En 2001, un premier projet en ce sens a été anéanti par le gouvernement de l'époque. En 2006, alors qu'un nouveau projet était en passe d'aboutir, le Gouvernement a lancé une réforme visant à capter nos fonds propres. En 2007, le conseil d'administration du groupe relançait le processus avec le conseil de la banque Oddo Corporate, avant de buter sur l'absence de projet industriel crédible. Depuis 2008, la crise a rendu impossible toute reprise du dossier. Nous nous sommes concentrés sur la défense de notre notation tout en restant vigilants à toute opportunité - nous avons discuté jusqu'à l'an dernier avec le Crédit agricole. La notation se maintenait : en février encore, le groupe a levé en senior secured le montant record d'un milliard d'euros.
La suite, vous la connaissez. Il faut être rigoureux sur les dates. En février 2012, l'agence Moody's a annoncé une perspective de dégradation de 114 banques européennes, dont le CIF, parfois jusqu'à 4 crans. Nous avons immédiatement informé la Banque de France, la Direction générale du Trésor (DGT), et l'Autorité de contrôle prudentiel (ACP) des risques induits. Bien que nous ayons immédiatement demandé à l'Etat la garantie nécessaire, seule la solution de l'adossement a été retenue. En mars, la banque HSBC était mandatée pour rechercher un candidat à l'adossement. Le 28 août, après l'échec de la solution de la Banque postale préconisée par l'Etat, Moody's dégradait la note du CIF. Le 1er septembre, l'Etat est contraint d'octroyer sa garantie en contrepartie d'une résolution ordonnée, sous réserve de validation du dispositif par le Parlement et la Commission européenne. Deux conditions en particulier devaient être réunies : la liquidation du CIF et l'appropriation par l'Etat de ses résultats, dont ses 2,4 milliards de fonds propres, plus l'éventuel boni de liquidation. Cela serait inéluctable en raison des règles européennes. J'en doute sérieusement.

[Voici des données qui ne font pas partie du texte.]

PR #133, opened 2022-05-13
Linear: simplify the types of expressions and of L-values

vbgl:
This is meant as a simplification. But maybe it is not. Any thoughts?

### DIFF
--- a/CHANGELOG.md
+++ b/CHANGELOG.md
@@ -1,6 +1,12 @@
 
 # [unreleased]
 
+## Compiler
+
+- The linear uses simpler expressions: memory accesses cannot be nested (this
+  is now syntactically enforced).  See [PR
+  #133](https://github.com/jasmin-lang/jasmin/pull/133).
+
 ## Bug fixes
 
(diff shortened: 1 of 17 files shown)


bgregoir:
This change seems to be relatively large. Are we sure that there is a benefice ?

bgregoir (changes requested):
Improve error messages in linearisation, they should not be internal...

bgregoir (commented):
Load and Store should have type wsize & lea

bgregoir (commented):
Load and Store should have type wsize & lea
Give access to printLinear.pp_fexpr in Coq, this should allows to remove pexpr_of_fexpr

bgregoir (commented):
Load and Store should have type wsize & lea
Give access to printLinear.pp_fexpr in Coq, this should allows to remove pexpr_of_fexpr
rename fexpr -> lexpr
              lexpr -> lout | ldest 
              rexpr -> lin | lsrc

vbgl:
Thanks for the feedback. I’ve just rebased and will try to address the comments shortly.

vbgl:
This needs more thought.

PR #137, opened 2022-05-16
word: four lemmas

vbgl:


eponier (approved):
The lemmas were clearly missing.

PR #579, opened 2023-09-21
Add monadic let for options

sarranz:
While working on lowering for OTBN and some other lowering changes related to combine flags, I felt like we could simplify the code by adding an equivalent to `Let` but for options.

I think it's clearer because we indent less, avoid intermediate definitions (to later match against `Some`), and use `subst` instead of `case` in proofs (so we don't need to care about dependencies in hypotheses).

For the definition of `let%opt` I tried using `obind` instead of matching, but it blocked reduction in many places and I felt using `match` made things simpler. I couldn't get `Option.obindP` to work, that's why I defined one outside the module. We don't seem to use `Option.obindP`, but I would like to know how to use it instead of the one I defined.

Also, we defined `VarI _ dummy_var_info`  in several places, so I moved it to `expr.v`.

### DIFF
--- a/proofs/compiler/arm_params_proof.v
+++ b/proofs/compiler/arm_params_proof.v
@@ -515,9 +515,7 @@ Proof.
     hbody hset_up ? hneq_tmp_rsp hnot_saved_stack hneq_r_rsp hgetrsp;
     subst rtype.
 
-  move: hset_up.
-  rewrite /arm_set_up_sp_register.
-  case: ifP => // hset_up _.
+  move: hset_up => /oassertP_isSome [hset_up _].
 
   have hneq_r_tmp :
     v_var r <> vtmp.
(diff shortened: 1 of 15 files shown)


proofs/compiler/arm_params_proof.v
```diff
@@ -346,8 +346,7 @@ Proof.
     + rewrite -(addn0 (size P)).
       rewrite (find_instr_skip hbody) /=.
       rewrite /eval_instr /= /with_vm /= /of_estate /=.
-      rewrite /exec_sopn /= truncate_word_u /= addn0.
-      reflexivity.
```
vbgl, line 350: The `reflexivity` is here on purpose. Please leave it.

Unless there is a guarantee somewhere that `by …` always closes a goal of the form “X = ?evar” by `eq_refl`.

sarranz: Oh I see. Done.

vbgl (approved):
Nice. Thanks.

Les conséquences sur l'emploi et l'accession sociale à la propriété de la disparition du CIF seraient majeures : près de 2 500 salariés licenciés, dont 1 600 immédiatement, auxquels il faut ajouter 35 000 emplois menacés dans le secteur du bâtiment et chez les agents immobiliers. Nous ne croyons guère que l'activité de financement de l'accession sociale à la propriété soit reprise durablement par d'autres. L'efficacité de la politique du logement en sera affectée, et les files d'attente s'allongeront dans le parc locatif social. Enfin, la moitié de nos actionnaires disparaîtraient, ainsi que nos missions sociales. De nombreuses associations et de nombreux élus locaux se sont alarmés de la situation. Le CIF, ce sont en effet 772 conventions signées avec les collectivités territoriales et les acteurs du logement social et solidaire, 15 000 logements en accession à la propriété en zone ANRU en quatre ans et 250 millions d'euros d'opérations rendues possibles grâce aux missions sociales des SACICAP.
Nous attendons des pouvoirs publics une réponse durable. Nous pensons que le retrait des banques est structurel. Seule la constitution d'un outil public garantira la continuité de financement de l'accession sociale de manière pérenne et dans des conditions optimales de sécurité. Un service économique d'intérêt général serait compatible avec les traités européens. Le CIF, avec son savoir-faire, ses équipes et sa structure financière, pourrait en être une composante immédiatement opérationnelle.